* [About this exercise]: Every line in the data below that has the word "incoming" should be returned.

(Records contained in a dataset)
━━━━━━━━━━━━━━━━

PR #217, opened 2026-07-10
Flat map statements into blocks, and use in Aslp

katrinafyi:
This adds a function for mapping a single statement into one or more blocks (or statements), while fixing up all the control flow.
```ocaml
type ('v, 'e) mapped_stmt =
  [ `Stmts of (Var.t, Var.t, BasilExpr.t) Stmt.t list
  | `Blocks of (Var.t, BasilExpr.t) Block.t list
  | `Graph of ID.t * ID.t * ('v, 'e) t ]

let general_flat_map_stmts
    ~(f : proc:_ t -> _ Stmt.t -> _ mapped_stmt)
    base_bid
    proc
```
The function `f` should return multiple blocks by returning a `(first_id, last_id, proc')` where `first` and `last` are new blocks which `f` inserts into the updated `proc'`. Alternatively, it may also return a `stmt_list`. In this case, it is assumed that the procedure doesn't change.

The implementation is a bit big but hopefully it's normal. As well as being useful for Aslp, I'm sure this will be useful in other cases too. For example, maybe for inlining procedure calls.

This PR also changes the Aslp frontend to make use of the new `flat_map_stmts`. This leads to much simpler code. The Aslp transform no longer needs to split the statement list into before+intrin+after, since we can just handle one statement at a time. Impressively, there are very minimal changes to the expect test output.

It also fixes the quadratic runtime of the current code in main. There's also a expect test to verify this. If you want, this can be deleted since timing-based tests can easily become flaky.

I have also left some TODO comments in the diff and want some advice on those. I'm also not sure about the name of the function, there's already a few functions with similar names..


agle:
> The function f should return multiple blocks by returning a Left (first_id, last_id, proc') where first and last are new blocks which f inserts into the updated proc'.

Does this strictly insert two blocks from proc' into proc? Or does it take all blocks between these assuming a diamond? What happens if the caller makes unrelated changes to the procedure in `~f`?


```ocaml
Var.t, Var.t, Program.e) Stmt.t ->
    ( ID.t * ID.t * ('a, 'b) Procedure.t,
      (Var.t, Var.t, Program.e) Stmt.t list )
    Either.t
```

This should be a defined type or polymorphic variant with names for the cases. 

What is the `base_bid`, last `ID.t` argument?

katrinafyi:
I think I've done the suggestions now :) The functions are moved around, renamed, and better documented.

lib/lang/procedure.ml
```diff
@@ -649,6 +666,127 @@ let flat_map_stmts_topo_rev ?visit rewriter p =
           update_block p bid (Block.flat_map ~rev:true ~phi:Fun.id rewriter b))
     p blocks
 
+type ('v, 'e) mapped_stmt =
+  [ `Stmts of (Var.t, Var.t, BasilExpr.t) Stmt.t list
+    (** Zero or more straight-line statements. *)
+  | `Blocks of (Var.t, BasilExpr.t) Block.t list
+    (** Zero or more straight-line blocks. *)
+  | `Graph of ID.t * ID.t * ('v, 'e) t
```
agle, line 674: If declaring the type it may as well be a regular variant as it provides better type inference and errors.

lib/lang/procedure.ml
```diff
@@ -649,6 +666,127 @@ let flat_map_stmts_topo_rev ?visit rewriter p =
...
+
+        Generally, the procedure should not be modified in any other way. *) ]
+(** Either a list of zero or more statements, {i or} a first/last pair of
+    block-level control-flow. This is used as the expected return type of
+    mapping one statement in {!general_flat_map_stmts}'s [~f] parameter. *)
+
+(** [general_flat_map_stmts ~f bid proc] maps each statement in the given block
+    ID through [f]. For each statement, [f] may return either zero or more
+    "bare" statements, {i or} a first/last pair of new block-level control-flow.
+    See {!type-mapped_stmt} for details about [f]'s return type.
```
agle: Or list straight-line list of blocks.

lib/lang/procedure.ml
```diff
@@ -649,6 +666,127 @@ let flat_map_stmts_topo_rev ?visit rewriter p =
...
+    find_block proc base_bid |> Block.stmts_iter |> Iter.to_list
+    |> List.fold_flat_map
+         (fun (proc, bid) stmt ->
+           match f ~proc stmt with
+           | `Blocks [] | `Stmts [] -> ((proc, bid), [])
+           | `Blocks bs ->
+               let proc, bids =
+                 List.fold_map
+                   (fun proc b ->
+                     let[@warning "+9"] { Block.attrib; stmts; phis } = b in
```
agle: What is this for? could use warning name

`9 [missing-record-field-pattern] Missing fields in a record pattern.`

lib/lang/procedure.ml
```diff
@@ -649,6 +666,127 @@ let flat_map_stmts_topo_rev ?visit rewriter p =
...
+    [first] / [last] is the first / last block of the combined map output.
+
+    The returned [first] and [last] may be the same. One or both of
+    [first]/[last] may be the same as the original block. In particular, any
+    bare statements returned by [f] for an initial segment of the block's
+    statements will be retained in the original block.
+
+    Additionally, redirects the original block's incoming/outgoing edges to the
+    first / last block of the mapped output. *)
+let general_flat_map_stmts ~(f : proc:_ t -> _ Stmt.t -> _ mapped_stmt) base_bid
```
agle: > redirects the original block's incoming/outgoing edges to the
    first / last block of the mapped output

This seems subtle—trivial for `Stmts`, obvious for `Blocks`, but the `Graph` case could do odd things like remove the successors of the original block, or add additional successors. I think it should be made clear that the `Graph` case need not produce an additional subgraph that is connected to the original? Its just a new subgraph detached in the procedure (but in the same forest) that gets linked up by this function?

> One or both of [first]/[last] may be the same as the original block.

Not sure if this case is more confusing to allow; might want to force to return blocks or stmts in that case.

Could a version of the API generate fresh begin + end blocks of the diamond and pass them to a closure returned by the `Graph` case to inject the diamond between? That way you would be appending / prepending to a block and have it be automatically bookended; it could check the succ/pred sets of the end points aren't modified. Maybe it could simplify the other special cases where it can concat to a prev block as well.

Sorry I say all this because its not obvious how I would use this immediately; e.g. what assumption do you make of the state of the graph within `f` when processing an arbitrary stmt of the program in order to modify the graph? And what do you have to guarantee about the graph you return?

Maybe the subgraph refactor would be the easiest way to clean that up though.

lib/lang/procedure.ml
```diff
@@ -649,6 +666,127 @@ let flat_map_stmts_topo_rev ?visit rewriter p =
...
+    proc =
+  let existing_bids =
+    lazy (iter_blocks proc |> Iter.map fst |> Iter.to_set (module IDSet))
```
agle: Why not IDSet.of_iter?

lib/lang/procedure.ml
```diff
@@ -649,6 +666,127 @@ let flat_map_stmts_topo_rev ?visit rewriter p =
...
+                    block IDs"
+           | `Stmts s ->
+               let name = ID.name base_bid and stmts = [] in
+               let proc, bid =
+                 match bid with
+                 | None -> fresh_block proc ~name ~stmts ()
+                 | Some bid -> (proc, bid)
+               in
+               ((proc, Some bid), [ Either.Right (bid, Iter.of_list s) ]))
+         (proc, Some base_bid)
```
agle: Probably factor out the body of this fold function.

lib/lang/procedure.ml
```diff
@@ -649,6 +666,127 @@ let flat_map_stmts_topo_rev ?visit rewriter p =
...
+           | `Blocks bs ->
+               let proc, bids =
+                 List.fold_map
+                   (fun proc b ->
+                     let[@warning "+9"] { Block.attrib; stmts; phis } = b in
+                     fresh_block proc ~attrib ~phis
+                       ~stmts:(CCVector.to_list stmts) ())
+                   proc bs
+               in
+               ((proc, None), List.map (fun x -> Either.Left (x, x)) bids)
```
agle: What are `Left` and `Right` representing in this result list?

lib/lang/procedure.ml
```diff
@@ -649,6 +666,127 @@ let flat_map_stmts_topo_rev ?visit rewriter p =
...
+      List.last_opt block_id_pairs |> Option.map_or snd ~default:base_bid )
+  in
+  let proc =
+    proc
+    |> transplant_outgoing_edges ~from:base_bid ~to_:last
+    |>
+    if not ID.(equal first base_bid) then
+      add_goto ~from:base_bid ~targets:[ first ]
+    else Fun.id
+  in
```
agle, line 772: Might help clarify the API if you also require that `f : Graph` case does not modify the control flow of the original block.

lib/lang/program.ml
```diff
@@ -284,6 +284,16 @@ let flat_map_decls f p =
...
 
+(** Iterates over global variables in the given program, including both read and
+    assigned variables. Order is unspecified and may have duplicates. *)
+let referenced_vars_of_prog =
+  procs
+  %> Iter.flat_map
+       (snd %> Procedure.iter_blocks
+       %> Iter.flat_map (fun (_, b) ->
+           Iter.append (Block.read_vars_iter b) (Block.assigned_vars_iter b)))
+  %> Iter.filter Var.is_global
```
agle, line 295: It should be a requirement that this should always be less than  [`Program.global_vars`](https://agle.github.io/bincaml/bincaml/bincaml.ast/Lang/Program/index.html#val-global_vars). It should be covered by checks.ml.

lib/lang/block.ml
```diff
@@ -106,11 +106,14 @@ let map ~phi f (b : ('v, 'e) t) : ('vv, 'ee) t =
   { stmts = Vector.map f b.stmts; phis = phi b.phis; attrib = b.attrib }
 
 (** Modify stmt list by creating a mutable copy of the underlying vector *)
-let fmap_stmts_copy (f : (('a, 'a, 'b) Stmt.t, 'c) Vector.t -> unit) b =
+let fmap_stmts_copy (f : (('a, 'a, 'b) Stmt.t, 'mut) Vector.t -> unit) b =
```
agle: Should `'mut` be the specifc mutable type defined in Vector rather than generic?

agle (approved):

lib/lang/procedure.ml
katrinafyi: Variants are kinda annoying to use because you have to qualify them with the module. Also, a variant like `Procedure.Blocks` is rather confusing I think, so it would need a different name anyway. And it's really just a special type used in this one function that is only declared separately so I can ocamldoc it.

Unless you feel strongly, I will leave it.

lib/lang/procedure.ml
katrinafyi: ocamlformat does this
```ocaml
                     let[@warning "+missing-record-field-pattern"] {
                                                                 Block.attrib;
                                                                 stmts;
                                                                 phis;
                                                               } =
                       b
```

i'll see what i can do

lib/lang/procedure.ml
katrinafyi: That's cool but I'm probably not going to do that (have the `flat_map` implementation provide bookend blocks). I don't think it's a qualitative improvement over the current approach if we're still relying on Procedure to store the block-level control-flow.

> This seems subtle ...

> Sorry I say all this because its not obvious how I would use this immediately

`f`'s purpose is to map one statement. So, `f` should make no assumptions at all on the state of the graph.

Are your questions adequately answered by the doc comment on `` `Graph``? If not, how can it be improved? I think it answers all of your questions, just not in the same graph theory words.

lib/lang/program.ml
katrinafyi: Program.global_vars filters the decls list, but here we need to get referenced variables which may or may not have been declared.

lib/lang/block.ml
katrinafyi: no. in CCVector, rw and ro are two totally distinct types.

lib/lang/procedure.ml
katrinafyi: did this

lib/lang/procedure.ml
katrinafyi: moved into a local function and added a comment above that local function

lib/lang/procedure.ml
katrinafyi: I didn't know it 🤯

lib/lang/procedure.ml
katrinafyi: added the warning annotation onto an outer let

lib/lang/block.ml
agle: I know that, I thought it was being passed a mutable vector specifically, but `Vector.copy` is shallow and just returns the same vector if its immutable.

━━━━━━━━━━━━━━━━

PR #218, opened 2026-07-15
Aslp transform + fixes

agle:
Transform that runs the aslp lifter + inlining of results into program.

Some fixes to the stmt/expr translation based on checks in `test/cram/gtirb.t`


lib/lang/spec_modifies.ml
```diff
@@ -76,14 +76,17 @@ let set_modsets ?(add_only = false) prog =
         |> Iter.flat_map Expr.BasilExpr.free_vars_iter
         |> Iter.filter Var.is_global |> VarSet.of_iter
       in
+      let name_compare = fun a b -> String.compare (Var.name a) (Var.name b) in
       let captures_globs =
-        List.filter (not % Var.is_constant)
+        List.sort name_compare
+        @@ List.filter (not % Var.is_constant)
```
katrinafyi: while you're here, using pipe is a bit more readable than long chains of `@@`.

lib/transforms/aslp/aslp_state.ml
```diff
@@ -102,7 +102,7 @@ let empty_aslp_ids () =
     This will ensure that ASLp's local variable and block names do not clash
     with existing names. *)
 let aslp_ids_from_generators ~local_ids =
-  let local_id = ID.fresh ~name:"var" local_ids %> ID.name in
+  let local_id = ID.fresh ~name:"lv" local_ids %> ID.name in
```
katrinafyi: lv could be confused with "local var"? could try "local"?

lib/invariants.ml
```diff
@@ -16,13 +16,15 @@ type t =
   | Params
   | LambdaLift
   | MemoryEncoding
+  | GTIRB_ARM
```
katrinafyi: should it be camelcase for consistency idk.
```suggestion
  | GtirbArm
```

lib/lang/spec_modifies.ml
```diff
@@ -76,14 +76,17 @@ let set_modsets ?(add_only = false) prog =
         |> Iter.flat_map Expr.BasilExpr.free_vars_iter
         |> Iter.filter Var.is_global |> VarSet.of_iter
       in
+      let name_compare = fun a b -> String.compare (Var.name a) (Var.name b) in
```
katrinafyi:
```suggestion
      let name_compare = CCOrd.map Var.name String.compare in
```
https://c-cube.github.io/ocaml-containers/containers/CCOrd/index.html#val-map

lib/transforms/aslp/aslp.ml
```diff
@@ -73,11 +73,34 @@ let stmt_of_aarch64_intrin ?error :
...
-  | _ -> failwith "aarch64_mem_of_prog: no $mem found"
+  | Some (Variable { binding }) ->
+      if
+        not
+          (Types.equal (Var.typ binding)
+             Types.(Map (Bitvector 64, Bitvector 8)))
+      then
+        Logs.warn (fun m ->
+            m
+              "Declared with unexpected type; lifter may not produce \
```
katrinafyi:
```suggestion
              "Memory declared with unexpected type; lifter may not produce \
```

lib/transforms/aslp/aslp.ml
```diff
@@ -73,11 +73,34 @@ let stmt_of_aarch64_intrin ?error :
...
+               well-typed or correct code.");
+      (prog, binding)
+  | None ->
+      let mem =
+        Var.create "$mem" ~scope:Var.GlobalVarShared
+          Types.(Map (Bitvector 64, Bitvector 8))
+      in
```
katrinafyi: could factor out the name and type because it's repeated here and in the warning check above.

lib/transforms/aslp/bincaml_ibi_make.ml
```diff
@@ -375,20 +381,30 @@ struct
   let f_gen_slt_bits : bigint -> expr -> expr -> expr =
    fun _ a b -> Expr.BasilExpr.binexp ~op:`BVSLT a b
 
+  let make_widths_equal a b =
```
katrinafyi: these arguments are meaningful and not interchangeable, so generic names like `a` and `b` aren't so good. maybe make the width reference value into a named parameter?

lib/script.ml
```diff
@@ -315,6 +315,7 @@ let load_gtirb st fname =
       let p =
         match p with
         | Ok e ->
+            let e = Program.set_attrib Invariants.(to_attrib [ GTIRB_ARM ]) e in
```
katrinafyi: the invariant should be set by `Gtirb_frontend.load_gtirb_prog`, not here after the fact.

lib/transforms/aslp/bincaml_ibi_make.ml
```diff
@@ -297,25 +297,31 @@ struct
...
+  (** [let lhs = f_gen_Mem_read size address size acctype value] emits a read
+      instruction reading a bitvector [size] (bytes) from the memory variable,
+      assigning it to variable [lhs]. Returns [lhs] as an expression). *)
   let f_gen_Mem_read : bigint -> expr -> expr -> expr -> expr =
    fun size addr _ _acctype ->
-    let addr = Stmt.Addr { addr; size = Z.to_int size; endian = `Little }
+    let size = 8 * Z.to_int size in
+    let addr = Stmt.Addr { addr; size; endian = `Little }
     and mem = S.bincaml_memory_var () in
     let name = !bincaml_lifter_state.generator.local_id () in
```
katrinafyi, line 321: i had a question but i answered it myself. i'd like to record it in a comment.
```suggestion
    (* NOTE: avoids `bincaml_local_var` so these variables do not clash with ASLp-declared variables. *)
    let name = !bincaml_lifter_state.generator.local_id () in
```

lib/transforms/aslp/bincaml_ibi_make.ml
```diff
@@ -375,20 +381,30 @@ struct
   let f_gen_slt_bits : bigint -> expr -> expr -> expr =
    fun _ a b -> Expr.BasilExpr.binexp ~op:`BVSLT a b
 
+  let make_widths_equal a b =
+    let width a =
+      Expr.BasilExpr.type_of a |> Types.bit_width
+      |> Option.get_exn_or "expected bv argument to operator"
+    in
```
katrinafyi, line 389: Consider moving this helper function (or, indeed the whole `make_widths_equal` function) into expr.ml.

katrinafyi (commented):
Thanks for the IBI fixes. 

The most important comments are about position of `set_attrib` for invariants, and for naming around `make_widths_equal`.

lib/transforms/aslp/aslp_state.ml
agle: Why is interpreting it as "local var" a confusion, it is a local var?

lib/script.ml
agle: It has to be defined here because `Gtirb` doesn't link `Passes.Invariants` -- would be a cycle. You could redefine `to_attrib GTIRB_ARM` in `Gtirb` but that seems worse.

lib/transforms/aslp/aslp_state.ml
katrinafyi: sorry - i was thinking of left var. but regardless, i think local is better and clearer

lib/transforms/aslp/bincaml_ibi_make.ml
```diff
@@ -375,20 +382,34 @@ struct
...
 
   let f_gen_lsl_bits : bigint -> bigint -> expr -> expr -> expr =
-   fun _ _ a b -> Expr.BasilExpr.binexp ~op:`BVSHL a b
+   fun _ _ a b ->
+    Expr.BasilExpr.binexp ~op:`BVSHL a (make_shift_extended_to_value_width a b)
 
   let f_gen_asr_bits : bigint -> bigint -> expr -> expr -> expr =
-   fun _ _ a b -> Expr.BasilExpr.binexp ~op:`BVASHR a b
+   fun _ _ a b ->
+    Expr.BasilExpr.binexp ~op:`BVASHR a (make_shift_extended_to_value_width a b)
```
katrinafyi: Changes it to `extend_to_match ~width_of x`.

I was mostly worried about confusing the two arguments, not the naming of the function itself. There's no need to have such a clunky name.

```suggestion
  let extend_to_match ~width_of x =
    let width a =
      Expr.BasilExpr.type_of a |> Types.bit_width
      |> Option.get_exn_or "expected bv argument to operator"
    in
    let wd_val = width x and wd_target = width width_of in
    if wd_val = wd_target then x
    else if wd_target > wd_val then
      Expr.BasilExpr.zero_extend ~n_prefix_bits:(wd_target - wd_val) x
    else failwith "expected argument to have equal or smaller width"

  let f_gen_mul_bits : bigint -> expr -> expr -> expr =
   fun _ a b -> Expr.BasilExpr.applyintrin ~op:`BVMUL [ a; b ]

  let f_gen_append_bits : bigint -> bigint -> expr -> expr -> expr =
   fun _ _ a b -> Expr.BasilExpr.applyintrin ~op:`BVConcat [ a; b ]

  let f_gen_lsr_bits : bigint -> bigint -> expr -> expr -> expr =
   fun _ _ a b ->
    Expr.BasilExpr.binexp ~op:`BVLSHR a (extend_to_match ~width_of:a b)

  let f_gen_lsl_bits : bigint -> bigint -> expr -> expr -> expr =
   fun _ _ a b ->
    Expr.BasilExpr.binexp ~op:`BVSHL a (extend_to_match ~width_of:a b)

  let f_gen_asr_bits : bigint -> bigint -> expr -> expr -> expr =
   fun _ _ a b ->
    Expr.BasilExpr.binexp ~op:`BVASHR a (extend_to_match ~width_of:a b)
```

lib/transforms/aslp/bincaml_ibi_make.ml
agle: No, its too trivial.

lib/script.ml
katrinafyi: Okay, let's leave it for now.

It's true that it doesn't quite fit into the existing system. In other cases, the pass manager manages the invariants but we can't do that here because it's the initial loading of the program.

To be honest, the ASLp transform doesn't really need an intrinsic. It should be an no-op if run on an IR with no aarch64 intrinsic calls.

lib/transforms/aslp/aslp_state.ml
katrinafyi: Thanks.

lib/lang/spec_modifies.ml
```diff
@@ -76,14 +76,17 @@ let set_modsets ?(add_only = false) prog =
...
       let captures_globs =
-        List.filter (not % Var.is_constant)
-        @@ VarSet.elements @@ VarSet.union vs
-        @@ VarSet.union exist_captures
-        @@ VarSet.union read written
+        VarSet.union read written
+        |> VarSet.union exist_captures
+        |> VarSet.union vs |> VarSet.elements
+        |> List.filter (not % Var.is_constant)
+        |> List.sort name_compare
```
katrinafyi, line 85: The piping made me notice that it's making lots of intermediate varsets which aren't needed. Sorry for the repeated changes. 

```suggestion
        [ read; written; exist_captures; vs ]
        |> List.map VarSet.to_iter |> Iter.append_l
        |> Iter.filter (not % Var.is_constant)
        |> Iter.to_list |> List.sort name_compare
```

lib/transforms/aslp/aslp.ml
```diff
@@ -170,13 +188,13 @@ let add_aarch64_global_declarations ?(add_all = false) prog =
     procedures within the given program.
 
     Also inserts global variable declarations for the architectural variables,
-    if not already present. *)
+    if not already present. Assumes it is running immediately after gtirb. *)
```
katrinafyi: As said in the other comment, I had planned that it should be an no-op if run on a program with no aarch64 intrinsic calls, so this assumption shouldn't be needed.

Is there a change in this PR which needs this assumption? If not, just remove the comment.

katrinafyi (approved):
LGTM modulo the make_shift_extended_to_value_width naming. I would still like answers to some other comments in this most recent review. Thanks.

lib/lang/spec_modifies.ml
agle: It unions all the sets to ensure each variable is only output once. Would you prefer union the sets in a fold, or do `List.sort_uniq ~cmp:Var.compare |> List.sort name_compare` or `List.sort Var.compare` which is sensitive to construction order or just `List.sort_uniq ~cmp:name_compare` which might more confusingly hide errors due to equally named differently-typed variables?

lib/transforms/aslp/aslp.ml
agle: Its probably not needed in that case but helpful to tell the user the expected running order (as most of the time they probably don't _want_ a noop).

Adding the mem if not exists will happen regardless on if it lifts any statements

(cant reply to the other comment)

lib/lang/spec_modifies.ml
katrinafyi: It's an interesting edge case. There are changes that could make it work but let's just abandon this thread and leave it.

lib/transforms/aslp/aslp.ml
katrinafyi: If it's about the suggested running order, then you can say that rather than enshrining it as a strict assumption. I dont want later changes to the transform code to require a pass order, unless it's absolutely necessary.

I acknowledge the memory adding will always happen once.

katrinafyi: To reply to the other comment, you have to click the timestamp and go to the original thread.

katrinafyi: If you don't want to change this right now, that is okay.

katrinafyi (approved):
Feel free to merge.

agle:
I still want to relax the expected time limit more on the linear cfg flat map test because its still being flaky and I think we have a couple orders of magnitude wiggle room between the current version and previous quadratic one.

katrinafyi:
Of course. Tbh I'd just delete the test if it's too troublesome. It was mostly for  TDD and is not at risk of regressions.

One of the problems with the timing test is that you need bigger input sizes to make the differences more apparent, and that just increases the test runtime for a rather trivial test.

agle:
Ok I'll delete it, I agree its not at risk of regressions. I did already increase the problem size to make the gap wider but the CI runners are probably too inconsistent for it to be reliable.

━━━━━━━━━━━━━━━━

* [Task output]:
+    Additionally, redirects the original block's incoming/outgoing edges to the
agle: > redirects the original block's incoming/outgoing edges to the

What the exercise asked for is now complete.